The issue of what epidemiological models actually support sustained oscillations is of mathematical and biological interest. The data and time series available are not long enough to in fact determine whether or not what we are seeing are the results of periodic dynamics or damp oscillations. Nevertheless, it is important from a theoretical epidemiological perspective to know what are the mechanisms that stabilize or destabilize disease dynamics under appropriate parameter regimes. The results of this paper address the mathematical robustness of such models. We show that simple epidemiological models can’t generate sustained oscillations as a result of quarantine policies, since their implementation at larger population scales will be in general impossible due to errors, human behavior and lack of resources.

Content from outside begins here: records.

PR #640, opened 2024-10-01
[Refactor] Introduce TranslatorContext (2/2)

czechboy0:
### Motivation

Depends on https://github.com/apple/swift-openapi-generator/pull/638, so don't review until that lands.

Continuation of #638, broke up into multiple PRs for easier review.

Also a non-functional change, purely a refactoring.

### Modifications

Changed a bunch of TypeMatcher methods from static to being instance methods, which gives them access to the translator context.

Moved a few other methods that depended on the static methods to be extensions on the closest type that already has access to the context.

### Result

Now TypeAssigner/TypeMatcher can take runtime configuration, e.g. through feature flags.

### Test Plan

All tests still pass.

### DIFF
--- a/Sources/_OpenAPIGeneratorCore/Translator/TypeAssignment/TypeMatcher.swift
+++ b/Sources/_OpenAPIGeneratorCore/Translator/TypeAssignment/TypeMatcher.swift
@@ -42,7 +42,7 @@ struct TypeMatcher {
     func tryMatchBuiltinType(for schema: JSONSchema.Schema) -> TypeUsage? {
         Self._tryMatchRecursive(
             for: schema,
-            test: { schema in Self._tryMatchBuiltinNonRecursive(for: schema) },
+            test: { schema in _tryMatchBuiltinNonRecursive(for: schema) },
             matchedArrayHandler: { elementType, nullableItems in
                 nullableItems ? elementType.asOptional.asArray : elementType.asArray
             },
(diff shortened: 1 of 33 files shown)


Sources/_OpenAPIGeneratorCore/Translator/TypeAssignment/TypeMatcher.swift
```diff
@@ -69,9 +68,9 @@ struct TypeMatcher {
         try Self._tryMatchRecursive(
             for: schema.value,
             test: { (schema) -> TypeUsage? in
-                if let builtinType = Self._tryMatchBuiltinNonRecursive(for: schema) { return builtinType }
+                if let builtinType = _tryMatchBuiltinNonRecursive(for: schema) { return builtinType }
                 guard case let .reference(ref, _) = schema else { return nil }
-                return try TypeAssigner(asSwiftSafeName: asSwiftSafeName).typeName(for: ref).asUsage
+                return try TypeAssigner(context: context).typeName(for: ref).asUsage
```
simonjbeaumont, line 73: Do we need to mint a new `TypeAssigner` on each of these calls? Is this the only place `context` is used? Maybe we're better having the assigner be a stored property instead? WDYT?

czechboy0: Possibly, but I think both types need a fresh look anyway, I'm hoping we can do that when we revisit the handling of optionals (as this code will be affected). This PR really just replaced the single closure with a wrapper around that closure, and tried to change nothing else.

simonjbeaumont:
I'll wait until the other PR lands, but will approve it when it's all rebased.

czechboy0:
> I'll wait until the other PR lands, but will approve it when it's all rebased.

Okay, ready to go.

simonjbeaumont (approved):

Theoretical results can impact public policy. For example, the problems raised by the distribution and misuses of antibiotics or by nosocomial infections have been documented and models have been developed to study the impact of errors in drug administration with the impact of those results closely tied in to the policy objective (Chow et al. 2011; Lipsitch et al. 2000). And so the value of this contribution is tied in to the fact that it uses parameters that are common to influenza outbreaks and it shows, perhaps clearly for the first time, that human decisions, policy effectiveness can shift disease dynamics from apparently unstable (ups and downs) to predictable, that is, endemic.